#### [Instructions for the task]
Reproduce the entries exactly.

#### [Task data]
PR #674, opened 2025-12-30
make hotkeys configurable

### LINKED ISSUE #197: Option to change keyboard shortcuts
I'm guessing that there is already an issue about this in a different repo but idk. I would like the ability to re-bind paste to Ctrl+V.

nick1udwig:
## Problem

```
//TODO: load from config
```

The hotkeys are hardcoded! This means that, e.g., I cannot use my `F11` key for anything other than maximizing my terminal.

## Solution

Add a hotkey file inspired by cosmic-settings. Add a menu to the settings GUI for configuring away from defaults.


jackpot51 (commented):
A new config id is not needed, the shortcuts could be in the original id with shortcuts_ prefixed

src/shortcuts.rs
```diff
@@ -0,0 +1,468 @@
...
+            };
+            (Some(config_handler), config)
+        }
+        Err(err) => {
+            log::error!("failed to create shortcuts config handler: {}", err);
+            (None, ShortcutsConfig::default())
+        }
+    }
+}
+
```
jackpot51: These will need to be translateable. There are already translations for most.

nick1udwig:
> A new config id is not needed, the shortcuts could be in the original id with shortcuts_ prefixed

I tried to address this in d5f1ac4

See other comments in threads above; pinging for another round of review

jackpot51 (dismissed):

leviport (approved):
Here is a clip of the scroll jumping behavior when the confirm prompt appears:

https://github.com/user-attachments/assets/f71982de-e754-41ba-801f-239b04332d7e

It's a bit jarring, but I don't think it needs to block merging. No scroll jump happens when there is no hotkey conflict. @maria-komarova what are your thoughts on this? I have it pushed to `popdev:testing-cosmic-term-pr674` if you want to test it yourself.

If we're alright with the scroll jump when the confirmation dialog appears for now, I can open a tracking issue and it can be worked on later.

jackpot51 (approved):

gene1wood:
The issue around "Ctrl + PAGEDOWN" and "Ctrl + PAGEUP" was opened in #727

PR #678, opened 2025-12-31
make new terminal open to same dir, not home

nick1udwig:
## Problem

Creating a new terminal, e.g. with `Ctrl + Shift + N`, opens to home dir.

popos 22.04 had a more intuitive behavior of opening to the cwd of the existing terminal. This is desirable because it is trivial to change to home dir (`cd`) but potentially a lot of typing to change dir to some deeply nested directory

## Solution

Grab existing terminal cwd and set new terminal to that

### DIFF
--- a/src/main.rs
+++ b/src/main.rs
@@ -603,6 +603,14 @@ impl App {
         Task::none()
     }
 
+    fn active_terminal_cwd(&self) -> Option<std::path::PathBuf> {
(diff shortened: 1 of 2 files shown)


eskimor (approved):
Looks good to me. No Windows support, but falls back to old behavior - so not any worse.

mati865:
Obsoleted by https://github.com/pop-os/cosmic-term/pull/825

#### [Reply]
PR #674, opened 2025-12-30
make hotkeys configurable

### LINKED ISSUE #197: Option to change keyboard shortcuts
I'm guessing that there is already an issue about this in a different repo but idk. I would like the ability to re-bind paste to Ctrl+V.

nick1udwig:
## Problem

```
//TODO: load from config
```

The hotkeys are hardcoded! This means that, e.g., I cannot use my `F11` key for anything other than maximizing my terminal.

## Solution

Add a hotkey file inspired by cosmic-settings. Add a menu to the settings GUI for configuring away from defaults.


jackpot51 (commented):
A new config id is not needed, the shortcuts could be in the original id with shortcuts_ prefixed

src/shortcuts.rs
```diff
@@ -0,0 +1,468 @@
...
+            };
+            (Some(config_handler), config)
+        }
+        Err(err) => {
+            log::error!("failed to create shortcuts config handler: {}", err);
+            (None, ShortcutsConfig::default())
+        }
+    }
+}
+
```
jackpot51: These will need to be translateable. There are already translations for most.

nick1udwig:
> A new config id is not needed, the shortcuts could be in the original id with shortcuts_ prefixed

I tried to address this in d5f1ac4

See other comments in threads above; pinging for another round of review

jackpot51 (dismissed):

leviport (approved):
Here is a clip of the scroll jumping behavior when the confirm prompt appears:

https://github.com/user-attachments/assets/f71982de-e754-41ba-801f-239b04332d7e

It's a bit jarring, but I don't think it needs to block merging. No scroll jump happens when there is no hotkey conflict. @maria-komarova what are your thoughts on this? I have it pushed to `popdev:testing-cosmic-term-pr674` if you want to test it yourself.

If we're alright with the scroll jump when the confirmation dialog appears for now, I can open a tracking issue and it can be worked on later.

jackpot51 (approved):

gene1wood:
The issue around "Ctrl + PAGEDOWN" and "Ctrl + PAGEUP" was opened in #727

PR #678, opened 2025-12-31
make new terminal open to same dir, not home

nick1udwig:
## Problem

Creating a new terminal, e.g. with `Ctrl + Shift + N`, opens to home dir.

popos 22.04 had a more intuitive behavior of opening to the cwd of the existing terminal. This is desirable because it is trivial to change to home dir (`cd`) but potentially a lot of typing to change dir to some deeply nested directory

## Solution

Grab existing terminal cwd and set new terminal to that

### DIFF
--- a/src/main.rs
+++ b/src/main.rs
@@ -603,6 +603,14 @@ impl App {
         Task::none()
     }
 
+    fn active_terminal_cwd(&self) -> Option<std::path::PathBuf> {
(diff shortened: 1 of 2 files shown)


eskimor (approved):
Looks good to me. No Windows support, but falls back to old behavior - so not any worse.

mati865:
Obsoleted by https://github.com/pop-os/cosmic-term/pull/825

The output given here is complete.